### PROBLEM DESCRIPTION
Your output should be every line below, copied exactly.

### SUPPLIED MATERIAL
PR #56, opened 2020-06-08
Auto increment Id added

Bharathravi1995:


frontend/src/app/rating/rating.page.ts
```diff
@@ -247,7 +247,7 @@ export class RatingPage implements OnDestroy, OnInit {
         this.storage.addItem<RatingForm>(
           this.storage.apllicantRatingsDb,
           this.ratingForm.controls.id.value,
-          this.ratingForm.value
+          this.ratingForm.getRawValue()
```
MBuchalik, line 250: In 99.9% of the cases, you don't actually want to use "getRawValue". Why is this necessary here? Please keep in mind that getRawValue will include all fields, including disabled ones. This quickly leads to bugs. Or it "leaks" data the user didn't even want to submit. So, one should be really really careful when using this.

### PROBLEM SOLUTION
PR #56, opened 2020-06-08
Auto increment Id added

Bharathravi1995:


frontend/src/app/rating/rating.page.ts
```diff
@@ -247,7 +247,7 @@ export class RatingPage implements OnDestroy, OnInit {
         this.storage.addItem<RatingForm>(
           this.storage.apllicantRatingsDb,
           this.ratingForm.controls.id.value,
-          this.ratingForm.value
+          this.ratingForm.getRawValue()
```
MBuchalik, line 250: In 99.9% of the cases, you don't actually want to use "getRawValue". Why is this necessary here? Please keep in mind that getRawValue will include all fields, including disabled ones. This quickly leads to bugs. Or it "leaks" data the user didn't even want to submit. So, one should be really really careful when using this.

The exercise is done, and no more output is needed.